Два при сем присутствовавших священника объявили, что законность помолвки сомнению не подлежит, ибо если вначале Андреа Марулло и Изабеллу Каструччо можно было принять за невменяемых, то, подтверждая свое согласие на брак, они уже были в полном разуме.

— А мы еще раз подтверждаем, — объявил Андреа.

Подтвердила вновь и Изабелла. Когда же ее дядя это услышал, крылья его сердца опустились, голова свесилась на грудь, глаза закатились, и, испустив тяжелый вздох, он внезапно упал без чувств.

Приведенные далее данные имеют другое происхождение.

PR #1553, opened 2020-01-13
Issue#1506 contract service crud

ioaNikas:
- [x] Add state and guard for Version subcollection (Contract SubCol)
- [x] Change DistributionDealService functions to use CollectionService built in methods.


libs/contract/src/lib/+state/contract.service.ts
```diff
@@ -32,100 +33,14 @@ export class ContractService extends CollectionService<ContractState> {
...
   /**
    * @dev Fetch contract and last version
    */
-  // @TODO #1389 Use native akita-ng-fire functions
   public async getContractWithLastVersion(contractId: string): Promise<ContractWithLastVersion> {
     try {
       const contractWithVersion = initContractWithVersion();
-      contractWithVersion.doc = await this.getContract(contractId);
-      contractWithVersion.last = await this.getLastVersionContract(contractId);
+      contractWithVersion.doc = this.formatContract(await this.getValue(contractId));
```
GrandSchtroumpf: Create an intermediary variable : 
```typescript
const contract = await this.getValue(contractId);
...
```

libs/contract/src/lib/+state/contract.service.ts
```diff
@@ -193,54 +85,52 @@ export class ContractService extends CollectionService<ContractState> {
...
-    // Checking both licensee and licensor to clean the json and tell if contract is valid.
     for (const licensee of licensees) {
-      // Clean the json before sending it to firebase .
-      // If orgId is undefined, delete it (firebase doesn't accept undefined values).
-      if (licensee.party.orgId === undefined) {
-        delete licensee.party.orgId
-      }
-      // Check if showName is a boolean. If not, the contract is invalid and function return false.
+      // Cleaning model to remove undefined properties.
+      cleanModel(licensee);
```
GrandSchtroumpf: cleanModel is immutable. This line does nothing. You should do 
```typescript
const licensee = cleanModel(licenseeRaw);
```

libs/contract/src/lib/version/+state/contract-version.service.ts
```diff
@@ -0,0 +1,80 @@
...
+    return `contracts/${this.contractQuery.getActiveId()}/versions`;
+  }
+
+  /**
+   *
+   * @param contractId
+   * @param contractVersion
+   */
+  public async addContractVersion(contractVersion: ContractVersion): Promise<string> {
+    const contractVersions = await this.getValue();
```
GrandSchtroumpf: Use a counter + transaction for that. This is super dangerous to have this kind race condition.
Counter: 
- You can have a `__meta__` document that keep track of the count (updated by a function).
- You can have the information on the contract directly but less secure.
- You can use an extension: https://firebase.google.com/products/extensions

Transaction: 
```typescript
firestore.createTransaction(tx => {
  const { count } = tx.get(....)
  this.add(..., { write: tx })
})
```

libs/contract/src/lib/version/+state/contract-version.service.ts
```diff
@@ -0,0 +1,80 @@
...
+    await this.addContractVersion(version);
+    return contractId;
+  }
+
+  /**
+   * Returns last contract version associated with contractId
+   * @param contractId
+   */
+  public async getLastVersionContract(contractId: string): Promise<ContractVersion> {
+    const contractVersions = await this.getValue();
```
GrandSchtroumpf: You shouldn't call all the collection each time you want to get the count.

libs/contract/src/lib/version/guards/active-contract-versions.guard.ts
```diff
@@ -0,0 +1,20 @@
...
+
+  constructor(service: ContractVersionService) {
+    super(service);
+  }
+
+  /**
+   * Sync on the active contract's versions subcollection.
+   */
+  sync() {
+    return this.service.syncCollection();
```
GrandSchtroumpf: This is the default value.

libs/movie/src/lib/distribution-deals/+state/distribution-deal.service.ts
```diff
@@ -71,40 +54,21 @@ export class DistributionDealService extends CollectionService<DistributionDealS
       // @todo #1397 change this price calculus
       contract.last.titles[movieId].price = contract.last.price;
 
-      const contractId = await this.contractService.addContractAndVersion(contract.doc, contract.last);
+      const contractId = await this.contractVersionService.addContractAndVersion(
```
GrandSchtroumpf: you should directly take the contract as parameter and separate in the service function : 
```typescript
addContractAndVersion({ doc, last }: Contract)
```

libs/movie/src/lib/distribution-deals/create/create.component.ts
```diff
@@ -199,7 +200,7 @@ export class DistributionDealCreateComponent implements OnInit, OnDestroy {
     licensor.party.role = 'licensor';
     contract.doc.parties.push(licensor);
 
-    if(!this.contractService.validateContract(contract.doc)) {
+    if(!this.contractService.isContractValid(contract.doc)) {
```
GrandSchtroumpf:
```typescript
const isValid = this.contractService.isContractValid(contract.doc)
if (!isValid) {...}
```

libs/movie/src/lib/movie/components/import/view-extracted-elements/view-extracted-elements.component.ts
```diff
@@ -1263,7 +1263,7 @@ export class ViewExtractedElementsComponent {
           }
 
           // Checks if sale already exists
-          if (await this.distributionDealService.existingDistributionDeal(movie.id, distributionDeal)) {
+          if (await this.distributionDealService.getValue(distributionDeal.id)) {
```
GrandSchtroumpf: Create intermediary variable. It's wayyyyyyy more readable. Same for below.

libs/contract/src/lib/+state/contract.service.ts
```diff
@@ -193,54 +85,52 @@ export class ContractService extends CollectionService<ContractState> {
...
       }
     }
 
-    // Same for the licensor
     for (const licensor of licensors) {
-      if (licensor.party.orgId === undefined) {
-        delete licensor.party.orgId
-      }
+      // Cleaning model to remove undefined properties.
+      cleanModel(licensor);
```
GrandSchtroumpf: Same as above

libs/movie/src/lib/movie/components/import/table-extracted-contracts/table-extracted-contracts.component.ts
```diff
@@ -94,7 +94,7 @@ export class TableExtractedContractsComponent implements OnInit {
             hint: 'Contract already added'
           });
 
-          return promises.push(this.contractVersionService.addContractAndVersion(importState.contract.doc, importState.contract.last));
+          return promises.push(this.contractVersionService.addContractAndVersion(importState.contract));
```
GrandSchtroumpf: here you return the index of the last element. Is it correct ?

ioaNikas: Yes, index of the last element pushed into promises array.

libs/contract/src/lib/+state/contract.service.ts
```diff
@@ -32,100 +33,15 @@ export class ContractService extends CollectionService<ContractState> {
...
    */
-  // @TODO #1389 Use native akita-ng-fire functions
   public async getContractWithLastVersion(contractId: string): Promise<ContractWithLastVersion> {
     try {
       const contractWithVersion = initContractWithVersion();
-      contractWithVersion.doc = await this.getContract(contractId);
-      contractWithVersion.last = await this.getLastVersionContract(contractId);
+      const contract = await this.getValue(contractId)
+      contractWithVersion.doc = this.formatContract(contract);
+      contractWithVersion.last = await this.contractVersionService.getLastVersionContract(contractId);
```
GrandSchtroumpf: You don't need to wait to get the contract to get the version as you already have the id. You should use a Promise.all

libs/contract/src/lib/+state/contract.service.ts
```diff
@@ -138,48 +54,25 @@ export class ContractService extends CollectionService<ContractState> {
...
-          .where(`titles.${movieId}.distributionDealIds`, 'array-contains', distributionDealId)
-          .get();
-
-        if (versionSnapshot.size) {
-          const docs = versionSnapshot.docs.map(d => d.data());
-          const sortedDocs = orderBy(docs, 'id', 'desc');
-          contractWithVersion.doc = this.formatContract(contract.data());
-          contractWithVersion.last = this.formatContractVersion(sortedDocs[0]);
+      for (const contract of contracts) {
+        const contractVersions = await this.contractVersionService.getValue(ref =>
```
GrandSchtroumpf: Rarely use `await` in a loop, this is super dangerous as you're going to wait for one iteration to stop before doing the other. Use Promise.all

libs/contract/src/lib/version/+state/contract-version.model.ts
```diff
@@ -0,0 +1,34 @@
...
+export interface ContractWithLastVersion {
+  doc: Contract,
+  last: ContractVersion,
+}
+
+export function createContractVersion(params: Partial<ContractVersion> = {}): ContractVersion {
+  return {
+    id: params.id ? params.id : '1',
+    titles: {},
+    creationDate: new Date(),
```
GrandSchtroumpf: sometime you use new Date() to initialize a date, sometimes you use null (cf Bruce). Chec with him about the best practice.

libs/contract/src/lib/version/+state/contract-version.service.ts
```diff
@@ -0,0 +1,97 @@
...
+      // Increment count and then assign it to contractVersion id.
+      contractVersion.id = (++_meta.count).toString();
+
+      // Add the version and update _meta.
+      this.add(contractVersion, { write: tx.update(_metaSnap.ref, _meta)})
+    })
+    return contractVersion.id;
+  }
+
+  onDelete() {
```
GrandSchtroumpf: put onDelete (and other hook) always at the top.

libs/contract/src/lib/version/+state/contract-version.service.ts
```diff
@@ -0,0 +1,97 @@
...
+    this.db.firestore.runTransaction(async tx =>  {
+      // Get the _meta document from versions subcollection.
+      const _metaSnap = await tx.get(this.db.doc(`contracts/${this.contractQuery.getActiveId()}/versions/_meta`).ref);
+      const _meta = _metaSnap.data() as VersionMeta;
```
GrandSchtroumpf: you should be able to do `getValue('_meta')`

libs/contract/src/lib/version/+state/contract-version.service.ts
```diff
@@ -0,0 +1,97 @@
...
+   * @param contractId
+   */
+  public async getLastVersionContract(contractId: string): Promise<ContractVersion> {
+    try {
+      const _metaSnap = await this.db.doc(`contracts/${contractId}/versions/_meta`).get().toPromise();
+      const { count } = _metaSnap.data() as VersionMeta;
+      const lastVersion = this.getValue(count.toString());
+
+      return lastVersion;
+    } catch (error) {
```
GrandSchtroumpf: I don't see the point of the try/catch here.

libs/contract/src/lib/version/+state/contract-version.service.ts
```diff
@@ -0,0 +1,97 @@
...
+  }
+
+  /**
+   * Returns last contract version associated with contractId
+   * @param contractId
+   */
+  public async getLastVersionContract(contractId: string): Promise<ContractVersion> {
+    try {
+      const _metaSnap = await this.db.doc(`contracts/${contractId}/versions/_meta`).get().toPromise();
+      const { count } = _metaSnap.data() as VersionMeta;
```
GrandSchtroumpf: Do `getValue('_meta')`

libs/contract/src/lib/version/+state/contract-version.service.ts
```diff
@@ -0,0 +1,97 @@
...
+    } catch (error) {
+      throw new Error(error);
+    }
+  }
+
+  /**
+   *
+   * @param contractVersion
+   */
+  public formatContractVersion(contractVersion: any): ContractVersion {
```
GrandSchtroumpf: type the parameter.

GrandSchtroumpf: Why not doing that in akita's [store middleware](https://netbasal.gitbook.io/akita/general/store-middleware) ?

libs/movie/src/lib/distribution-deals/+state/distribution-deal.service.ts
```diff
@@ -119,16 +80,23 @@ export class DistributionDealService extends CollectionService<DistributionDealS
...
+    );
+    return myDeals.map(deal => this.formatDistributionDeal(deal));
   }
 
+  /**
+   * Get distributionDeals from a specific movie.
+   * @param movieId
+   */
+  public async getDistributionDeals(movieId?: string) {
+    const distributionDealsSnap = await this.db.collection(`movies/${movieId}/distributiondeals`).get().toPromise();
```
GrandSchtroumpf: Why not doing `this.get({ params: { movieId }})` ?

libs/contract/src/lib/version/+state/contract-version.service.ts
ioaNikas: If I do ```const _meta = await getValue('_meta')```, `_meta` is considered as a ContractVersion and doesn't have access to `count` property.

I could do ```export class ContractVersionService extends CollectionService<ContractVersionState | VersionMeta>``` but I have to cast the type each time I call `getValue()`

libs/movie/src/lib/distribution-deals/+state/distribution-deal.service.ts
ioaNikas: Because this function can also be called without an active movie (e.g. in search.component.ts aka Line-Up)

ioaNikas: Also, changing it to something more simple 
```
public async getDistributionDeals(movieId: string) {
    return this.getValue(`movies/${movieId}/distributiondeals`);
}
```

libs/contract/src/lib/version/+state/contract-version.model.ts
ioaNikas: Here we use `new Data()` when the version is created to keep a trace of the creation date of the document. When we initialize a date with `null`, it's because we don't know yet the date (like release date for a movie).

libs/contract/src/lib/+state/contract.service.ts
phpgeekfr: This is what we need: make interation one by one because the goal is not to fetch all contacts+their last version but to find the one contract matching our parameters. Once we found it, no need to fetch and check other documents.

Notice the `return` into the loop, once we found what we want, we break out or the `for`

libs/contract/src/lib/version/+state/contract-version.service.ts
ioaNikas: Edit : We can now use getValue('_meta') and cast it into VersionMeta.
But here we still need to have the reference of the snapshot to update it with the transaction, so it seems better to keep it this way. What do you think ?

libs/contract/src/lib/+state/contract.service.ts
ioaNikas: Is it ok if we keep it like this then ?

Слуги положили его на кровать, Изабелла, напротив, встала с постели, Андреа повел ее как законную свою супругу в отчий дом, а два дня спустя в одну из луккских церквей вошли мальчуган, младший брат Андреа Марулло, коему предстояло креститься, и Андреа с Изабеллой, коим предстояло обвенчаться и похоронить ее дядю; подобное стечение обстоятельств трудно было не признать за нарочитое, имеющее целью показать, какие странные совпадения бывают в жизни: одних крестят, другие женятся, третьих хоронят, и все это происходит одновременно.

Со всем тем Изабелла надела траур, — та, что именуется Смертью, часто ставит рядом брачное ложе и гроб, свадебные же уборы перемешивает с траурными одеждами.

Странники наши и проезжающие пробыли в Лукке еще несколько дней, и все это время им оказывали гостеприимство новобрачные и благородный Джованни Баттиста Марулло. И на сем автор этой истории оканчивает третью ее книгу.